# motherboaed drivers for ASUS A8M2N-LA FOR hp M7580N pc



## westbankkid (Aug 14, 2007)

motherboaed drivers ASUS A8M2N-LA FOR hp M7580N pc...

I got rid of the HP operating system that came with the PC and have installed XP media center, but am having a problem getting the nic card and audio to work.I installed a NIC card I had here and have Internet but still no audio.

Any help would be greatly appreciated..

Thanks in advance

John


----------



## BCCOMP (Jul 9, 2007)

Hi John,
You can find most the drivers on the HP website:
http://h10025.www1.hp.com/ewfrf/wc/softwareList?os=228&lc=en&cc=us&dlc=en&product=3189598&lang=en
If you have the original CD you may be able to get some of the drivers of that (Browse the CD)
Hope this helps.
Thanks,
Bill


----------



## BCCOMP (Jul 9, 2007)

Hi John,
You can find most the drivers on the HP website:
http://h10025.www1.hp.com/ewfrf/wc/softwareList?os=228&lc=en&cc=us&dlc=en&product=3189598&lang=en
If you have the original CD you may be able to get some of the drivers of that (Browse the CD)
Hope this helps.
Thanks,
Bill


----------



## BCCOMP (Jul 9, 2007)

Hi John,
You can find most the drivers on the HP website:
http://h10025.www1.hp.com/ewfrf/wc/softwareList?os=228&lc=en&cc=us&dlc=en&product=3189598&lang=en
If you have the original CD you may be able to get some of the drivers of that (Browse the CD)
Hope this helps.
Thanks,
Bill


----------



## BCCOMP (Jul 9, 2007)

Hi John,
Don't know why this posted so many times.
Sorry,
Bill


----------



## westbankkid (Aug 14, 2007)

Not exactly what I'm looking for on HP's CD's... I looked on HP's site and downloaded some of the drivers but there seems to be something missing. 

I hate HP's software..


----------



## BCCOMP (Jul 9, 2007)

Can you go to the device manager and POST what are in yellow or red exclamation points.
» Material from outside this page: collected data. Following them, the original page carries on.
PR #4802, opened 2017-10-30
fix(cache): Adds a per-user cache fallback

arcanis:
**Summary**

When Yarn is being run with a different user than the one who created the cache folder, everything
might break (in particular if the cache folder has been created by the root user). This PR fixes this by using the user UID as part of the temporary folder name if possible. If not, it will fallback to the same directory than before.

**Test plan**

The change is small enough that it doesn't need an extra test. We already have a test that makes sure we correctly select a fallback, so adding a new one would only check that it has a specific name, which seems low-signal and prone to break.


src/constants.js
```diff
@@ -59,7 +59,11 @@ function getPreferredCacheDirectories(): Array<string> {
     preferredCacheDirectories.push(getDirectory('cache'));
   }
 
-  preferredCacheDirectories.push(path.join(os.tmpdir(), '.yarn-cache'));
+  if (process.getuid) {
+    preferredCacheDirectories.push(path.join(os.tmpdir(), `.yarn-cache-${process.getuid()}`));
+  }
```
BYK: At this point, it may be a better idea to make this an `if`/`else` block so we always use the user-specific temp fallback. I'm fine with this version too tho, so approving :)

PR #4803, opened 2017-10-30
docs(contributing): Add section about what to work on and triaging

BYK:
**Summary**

We have cleaned up our labels a bit and this PR adds some useful links for people to find what needs
attention from the community.

**Test plan**

Read and make sure the links and the text are accurate.


Daniel15:
This should be on the site rather than in the repo (https://yarnpkg.com/en/org/contributing) 😃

Also can you tell me what OS was on this PC prior to you installing XP Media Edition.
Thanks,
Bill


----------



## westbankkid (Aug 14, 2007)

multimedia video controller
Other PCI Bridge Device
PCI Device
SM Bus Controller
Unknown Device
Video Controller (VGA Compatible)

I'm replacing HP's copy of Media Center with one that doesn't have all the crap HP puts in the Operating System.

Thanks for taking the time with me

John


----------



## BCCOMP (Jul 9, 2007)

John,
I went to the ASUS site and because this is a Board for HP it does not list the drivers.
The HP site has all the drivers for this and are probably more updated than what is on your CD. I would use the HP site. HP does not usually make the drivers, but they do post them for your convienance. Look under the original drivers section. I would start with the Chipset drivers first, Then the Graphics, Audio, Modem etc. I am not sure if you have a turner card on this PC, but that is listed also. You should also do a full MS update on this PC. 
The only other option you have is to go to each of the manufactures site and try to find the proper drivers. This is time consuming and risky if you download and install the wrong driver.
POST back if you run into a problem or if you got all the drivers. Your device manager should show no errors to have your PC running normally.
Hope this helps.
Thanks,
Bill


----------



## ghowriter (Aug 13, 2008)

westbankkid said:


> multimedia video controller
> Other PCI Bridge Device
> PCI Device
> SM Bus Controller
> ...



Media Center should use standard XP drivers. I have this motherboard in a computer I am repairing right now and after using the system restore, all the drivers you are looking for were stored on the local hard drive. I can zip them up for email if you like or you can set up a time to download them from one of my online servers. I will set up email notification for any response to this post and will check back to see if you still need them.

EDIT:

After confirming the drivers, I noticed that even compressed the package is nearly 100MB. This is not a problem if you want to download from my server, but I cannot email such an attachment. Alternatively, this motherboard uses a NVIDIA 6150 chipset and you can get the chipset drivers (including LAN) from their site. The audio is Realtek High Definition and should use their generic drivers on their site. Again, you can get the actual HP drivers from me at an agreed upon time or you can go the the sites listed above and search for drivers there.

Good Luck


----------



## westbankkid (Aug 14, 2007)

Thanks for the offer of help. I have, since I posted the request installed Vista and it seems to be working quite well other than I had to install a separate sound card as the onboard card refused to work.

One other thing I just realized. For some reason "bluetooth" will not work on this system anymore. I have tried to install about 3 or 4 different adapters and the system does not allow drivers for them to be installed. It tells me device not found. When it does find it and tries to install the drivers it still doesn't work.

Thanks again

John


----------